Local 891 argues that the New Hire Rate provision clearly applies to wages and Article 25(b) just as clearly applies only to benefits, and this may indeed be the more persuasive view. But the inclusion of the language "shall be deemed a new employee for all purposes" (emphasis added) in Article 25(b) is sufficient to create an arbitrable issue that, once determined either way, is not subject to vacatur under § 10(a)(4) of the FAA.
Finally, plaintiffs argue that the Arbitrator failed to make a ruling based on the language of the CBA presented and instead exceeded his authority by inserting his own opinions of equity and "industrial justice" in making his ruling. They argue that the concept of "reasons" behind a firing was not included the CBA and the concept is foreign to the agreement between the parties.
In determining whether to vacate an arbitration award, a court "must determine `whether the arbitrator[s] acted within the scope of [their] authority,' or whether the arbitral award is merely the `arbitrator[s'] own brand of justice.'" Banco de Seguros del Estado, 344 F.3d at 262 (quoting Local 1199, Drug, Hosp. and Health Care Employees Union v. Brooks Drug Co., 956 F.2d 22, 25 (2d Cir. 1992)). An award is merely "an example of the arbitrator's own brand of justice" if it does not draw its "essence from the agreement." Id. However, "[a]s long as a plausible solution is available within the general framework of the agreement, the arbitrator has the authority to decide what the parties would have agreed on had they foreseen the particular item in dispute . . . [i]n such cases, judicial review is limited to whether the arbitrator's solution can be rationally derived from some plausible theory of the general framework or intent of the agreement." Desert Palace, Inc. v. Local Joint Executive Bd., 679 F.2d 789, 793 (9th Cir. 1982). If the contract is ambiguous, an arbitrator has greater authority to interpret the agreement.See Sears, Roebuck Co. v. Teamsters Local Union No. 243, 683 F.2d 154, 155 (6th Cir. 1982).

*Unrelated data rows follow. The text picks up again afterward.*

PR #1843, opened 2026-07-16
fix(dashboard): persist dismissed update banner across reloads

tang-vu:
## Problem

`useVersion().dismissUpdate()` records the dismissed release and hides the banner:

```js
localStorage.setItem('dismissed-update', version.latest)
setVersion({ ...version, update_available: false })
```

But `dismissed-update` was **write-only** — nothing ever read it back (the only `getItem('dismissed-update')` in the tree is a test asserting the write). So on the next mount/reload, `useVersion` re-fetches `/api/version`, gets `update_available: true` again, and the update banner **reappears**. "Dismiss" effectively lasted only until the next page refresh.

## Fix

Read `dismissed-update` after each fetch and clear `update_available` when it matches the reported `latest`:

```js
if (data.update_available && data.latest &&
    localStorage.getItem('dismissed-update') === data.latest) {
  data.update_available = false
}
```

The dismissal is version-specific: a genuinely newer `latest` no longer matches, so a new release still surfaces (users don't get stuck permanently hiding all future updates).

## Tests

Added to `useVersion.test.js`:
- dismissed version stays hidden on the next fetch;
- a newer version supersedes the dismissal and re-surfaces.

```
Test Files  1 passed (1)
     Tests  6 passed (6)   # 4 existing + 2 new
```
eslint clean.

### DIFF
--- a/ods/extensions/services/dashboard/src/hooks/__tests__/useVersion.test.js
+++ b/ods/extensions/services/dashboard/src/hooks/__tests__/useVersion.test.js
@@ -61,6 +61,38 @@ describe('useVersion', () => {
     expect(result.current.version.update_available).toBe(false)
   })
 
+  test('suppresses update banner for a previously dismissed version', async () => {
+    globalThis.localStorage.setItem('dismissed-update', '2.0.0')
+    fetch.mockResolvedValue({
+      ok: true,
+      json: () => Promise.resolve({ current: '1.0.0', latest: '2.0.0', update_available: true })
+    })
+
+    const { result } = renderHook(() => useVersion())
+
+    await waitFor(() => {
+      expect(result.current.version).toBeTruthy()
+    })
+    // Dismissed 2.0.0 → banner stays hidden even though the API reports it.
+    expect(result.current.version.update_available).toBe(false)
+  })
+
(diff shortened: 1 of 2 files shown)


Lightheartdevs:
Thanks for fixing the update banner dismissal so it survives the next dashboard load.

What looks good:
- `ods/extensions/services/dashboard/src/hooks/useVersion.js` now reads the same `dismissed-update` key that `dismissUpdate()` writes, closing the write-only localStorage gap.
- The suppression is tied to the reported `latest` version, so dismissing one release does not hide a future newer release.
- `ods/extensions/services/dashboard/src/hooks/__tests__/useVersion.test.js` covers both the dismissed-version case and the newer-version resurfacing case.

What I checked:
- Static diff review of `useVersion.js` and its tests.
- `git diff --check origin/main...origin/pr/1843` passed.
- GitHub checks are green for this head, including Dashboard frontend/API, Test Linux integration-smoke, matrix smoke, ShellCheck, secret scan, env validation, Python lint, and PowerShell lint.

Thanks again for tightening this workflow.

Lightheartdevs (approved):
Audit: localStorage dismissed-update keyed on version string (no PII); newer release re-surfaces the banner (both directions tested); suppression applies on interval refetch too. Client-only, additive.

PR #1844, opened 2026-07-16
fix(dashboard): floor fractional seconds in download ETA

tang-vu:
## Problem

`useDownloadProgress`'s `formatEta()` floors the minutes but not the seconds:

```js
const mins = Math.floor(eta / 60)
const secs = eta % 60            // not floored
```

The ETA comes from bytes-remaining / rate, so it is generally a **float**. A value like `90.7` renders in the model-download progress UI as:

```
1m 30.700000000000003s
```

## Fix

Floor the seconds too, mirroring the minutes:

```js
const secs = Math.floor(eta % 60)   // → '1m 30s'
```

## Tests

Extended the existing `formatEta` test with fractional inputs (`90.7 → '1m 30s'`, `30.9 → '30s'`). Integer cases unchanged.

Here, the Arbitrator considered analogies like USERRA and the FMLA, amongst other laws, in making his decision. Plaintiffs claim that this is a form of "industrial justice" because the Arbitrator was supposed to make a decision based solely on the text of the CBA, without relying on his own policy decisions and independent statutory language unrelated to the CBA. However, the Arbitrator was merely applying familiar principles of contractual interpretation. His ruling could "be read as embodying a construction of the agreement itself . . . with the arbitrator looking to `the law' for help in determining the sense of the agreement" and therefore, it still drew its "essence from the agreement." United Steelworkers of America, 363 U.S. at 597. The Arbitrator was not incorporating the principle of "cause for termination" into the CBA without grounds to do so. He was applying a common example of "break in service" because the meaning was not provided in the agreement.
The Award thus passes the broad standard of review as providing at least "a barely colorable justification for the outcome reached." Banco de Seguros del Estado, 344 F.3d at 260 (quotingAndros Compania Maritima, S.A., 579 F.2d at 704). It must be confirmed.
CONCLUSION
Plaintiffs' petition and motion to confirm the Award is denied. Defendants' motion is granted. The Court will enter a separate judgment confirming the Award.